At 16 to 18 weeks, compared with 10 to 14 weeks there is only a small improvement in the sensitivity of screening by maternal serum alpha-fetoprotein for exomphalos, whereas for anencephaly there is a threefold increase in sensitivity. A possible explanation for this differential improvement in sensitivity is the evolution of the neural tube defect with advancing gestation. Ultrasonographically, the fetal brain at 10 to 11 weeks looks normal apart from the absence of the echogenic cranium. Subsequently, there is a breakdown of the unprotected fetal brain and progressive change from acrania to anencephaly, with consequent increase in the leakage of alpha-fetoprotein from the fetal circulation through the expanding cerebrocranial defect. However, in anencephaly the median level of amniotic fluid alpha-fetoprotein at 16 to 18 weeks of gestation (20 MoM)2 is similar to the level at 10 to 14 weeks (17 MoM)7. Since in anencephaly the maternal serum alpha-fetoprotein level at 16 to 18 weeks is 7 MoM2, whereas at 10 to 14 weeks it is only about 2 MoM, with advancing gestation there is an increase in the transport of alpha-fetoprotein from the amniotic fluid into the maternal circulation. Consequently, the most likely explanation for the differential increase in maternal serum alpha-fetoprotein with advancing gestation in anencephaly compared with exomphalos is that in the latter there is a relative decrease in amniotic fluid alpha-fetoprotein presumably due to a decrease in the permeability of the exomphalos sac.
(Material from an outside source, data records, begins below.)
PR #233, opened 2026-02-25
Fix dtrace result file creation api deleting handle

AdvaitNaik:

Fix dtrace result file creation API taking ownership of the handle and deleting it on return
Added explicit `create_dtrace_handle() / destroy_dtrace_handle()` APIs to make ownership and lifecycle management explicit for callers.

In multiple run testcase, dtrace handle was freed after the first call and same dtrace handle was reused across multiple runs, which caused SIGSEGV on the second and later calls.

Stopped adopting/deleting the handle in dtrace result file creation API; use a raw pointer so the caller keeps ownership
Added explicit lifecycle APIs: `create_dtrace_handle()` to allocate and initialize context and `destroy_dtrace_handle()` to release it.

### DIFF
--- a/src/cpp/dtrace/dtrace.cpp
+++ b/src/cpp/dtrace/dtrace.cpp
@@ -221,10 +221,8 @@ get_dtrace_result_file(dtrace_handle_t dtrace_handle, const char* result_file)
 {
     try
     {
-        // dtrace handle unique pointer
-        auto handle = std::unique_ptr<dtrace_command_handle>(
-            static_cast<dtrace_command_handle*>(dtrace_handle)
-        );
+        // dtrace handle
+        auto* handle = static_cast<dtrace_command_handle*>(dtrace_handle);
 
         // Initialize the result buffers and memory buffers vector
         std::unordered_map<uint32_t, std::vector<uint32_t>> result_buffers;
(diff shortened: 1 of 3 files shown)


chvamshi-xilinx (approved):

xuhz (approved):

src/cpp/dtrace/dtrace.cpp
```diff
@@ -48,25 +48,19 @@ struct dtrace_command_handle {
...
-        handle->g_control = 
+        // and set the log level
+        handle->g_control =
             std::make_unique<dtrace::control>(script_file, map_data, log_level);
 
-        // Get the number of uC in the script file
-        uint32_t number_uC = handle->g_control->m_control_uC_indices.size();
-        *buffers_length = number_uC;
-
         return static_cast<dtrace_handle_t>(handle.release());
```
rbramand-xilinx, line 64: may be add a comment here explaining why we are calling .release()
// returning raw pointer to caller as its C style interface and its callers responsibility to call destroy handle.

Also document the same in header as well

rbramand-xilinx (approved):

src/cpp/dtrace/dtrace.cpp
chvamshi-xilinx: @AdvaitNaik , Please push it in next PR.
Am merging this change

PR #238, opened 2026-03-06
AIESW-26641: Increase warning level on Windows to w4

HimanshuChoudhary-Xilinx:
added
  /W4           # warning level
  /external:W0  # suppress warnings from system/external include directories


cmake/windows.cmake
```diff
@@ -17,7 +17,8 @@ endif()
 add_compile_options(
   /Zc:__cplusplus
   /WX           # treat warnings as errors
-  /W2           # warning level
+  /W4           # warning level
+  /external:W0  # suppress warnings from system/external include directories
```
stsoe: But aren't you simply silencing warnings here for any headers that are used with SYSTEM, which I see you have added in a few places?

stsoe (commented):
Thank you.  One can argue that with most of the static_casts, the changes are at the surface of the code to preserve existing intergral sizes.   Maybe a deeper dive could be done to change return type of functions or argument types?

Of course static_casts are necessary at some level, and they are an indication that you have thought about the validity of the type change,  but there are maybe too many of them here.

I am concerned about the external:W0 switch.

cmake/windows.cmake
HimanshuChoudhary-Xilinx: removed

HimanshuChoudhary-Xilinx:
> Thank you. One can argue that with most of the static_casts, the changes are at the surface of the code to preserve existing intergral sizes. Maybe a deeper dive could be done to change return type of functions or argument types?
> 
> Of course static_casts are necessary at some level, and they are an indication that you have thought about the validity of the type change, but there are maybe too many of them here.
> 
> I am concerned about the external:W0 switch.

hi @stsoe 
I tried to remove all unnecessary static_cast  but now most of them are vector.size() getting casting to uint32_t which are difficult to avoid

stsoe (approved):

PR #241, opened 2026-03-11
api to expose all savetimestamps line and file in controlcode

HimanshuChoudhary-Xilinx:

### DIFF
--- a/src/cpp/analyzer/transform_manager.cpp
+++ b/src/cpp/analyzer/transform_manager.cpp
@@ -1172,5 +1172,55 @@ get_kernel_instances(const std::string& kernel_name)
   return instances;
 }
 
+std::string
+transform_manager::
+get_dump_section_json()
+{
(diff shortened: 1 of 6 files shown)


chvamshi-xilinx (approved):

chvamshi-xilinx (approved):

larry9523 (commented):
@HimanshuChoudhary-Xilinx  as discussed, let's try to make it generic than a specific savetimestamps opcode.

chvamshi-xilinx (approved):

larry9523 (approved):
I would suggest not introducing a new API op_code (enum), which will be a maintenance burden. Just use the real value of the opcode (in ISA spec) as the interface. This is a special advanced API anyway. The caller should know the ISA and ASM well enough to call this API.

I don't have strong opinion on this though. I approve this PR with comment. :)

chvamshi-xilinx (approved):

The findings of this study confirm those of previous reports that screening for neural tube defects by maternal serum alpha-fetoprotein at 10 to 14 weeks is unlikely to be beneficial. Furthermore the data suggest that the sensitivity of screening for exomphalos is likely to be as poor as in the second trimester. Nevertheless there is evidence that both anencephaly and exomphalos can be diagnosed reliably by appropriately trained ultrasonographers both in the first and second trimesters8,9.